---- Supplied data
PR #5940, opened 2023-05-11
go: sqle: cluster: Implement dolt_cluster_ack_writes_timeout_secs, a way to block COMMIT ack until the commit is replicated to cluster standbys.

reltuk:
Setting this system variable to a non-zero value on a primary replica in a sql-server cluster will cause dolt to block a SQL client performing a commit until that client's commit is fully replicated to the replicas.

If there is a timeout, a session warning is placed on the SQL connection.

### DIFF
--- a/go/libraries/doltcore/doltdb/doltdb.go
+++ b/go/libraries/doltcore/doltdb/doltdb.go
@@ -1079,7 +1079,7 @@ func (ddb *DoltDB) GetRefsOfTypeByNomsRoot(ctx context.Context, refTypeFilter ma
 
 // NewBranchAtCommit creates a new branch with HEAD at the commit given. Branch names must pass IsValidUserBranchName.
 // Silently overwrites any existing branch with the same name given, if one exists.
-func (ddb *DoltDB) NewBranchAtCommit(ctx context.Context, branchRef ref.DoltRef, commit *Commit) error {
+func (ddb *DoltDB) NewBranchAtCommit(ctx context.Context, branchRef ref.DoltRef, commit *Commit, replicationStatus *ReplicationStatusController) error {
 	if !IsValidBranchRef(branchRef) {
 		panic(fmt.Sprintf("invalid branch name %s, use IsValidUserBranchName check", branchRef.String()))
 	}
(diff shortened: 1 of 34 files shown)


go/libraries/doltcore/doltdb/doltdb.go
```diff
@@ -1184,7 +1184,7 @@ func (ddb *DoltDB) deleteRef(ctx context.Context, dref ref.DoltRef) error {
 		}
 	}
 
-	_, err = ddb.db.Delete(ctx, ds)
+	_, err = ddb.db.withReplicationStatusController(replicationStatus).Delete(ctx, ds)
```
--------
_Exercise requirements_:
At the line containing "(diff shortened: 1 of 34 files shown)", start transcribing exactly, and continue through the last line of the listing. Stop there and add nothing.

_Worked solution_:
(diff shortened: 1 of 34 files shown)


go/libraries/doltcore/doltdb/doltdb.go
```diff
@@ -1184,7 +1184,7 @@ func (ddb *DoltDB) deleteRef(ctx context.Context, dref ref.DoltRef) error {
 		}
 	}
 
-	_, err = ddb.db.Delete(ctx, ds)
+	_, err = ddb.db.withReplicationStatusController(replicationStatus).Delete(ctx, ds)
```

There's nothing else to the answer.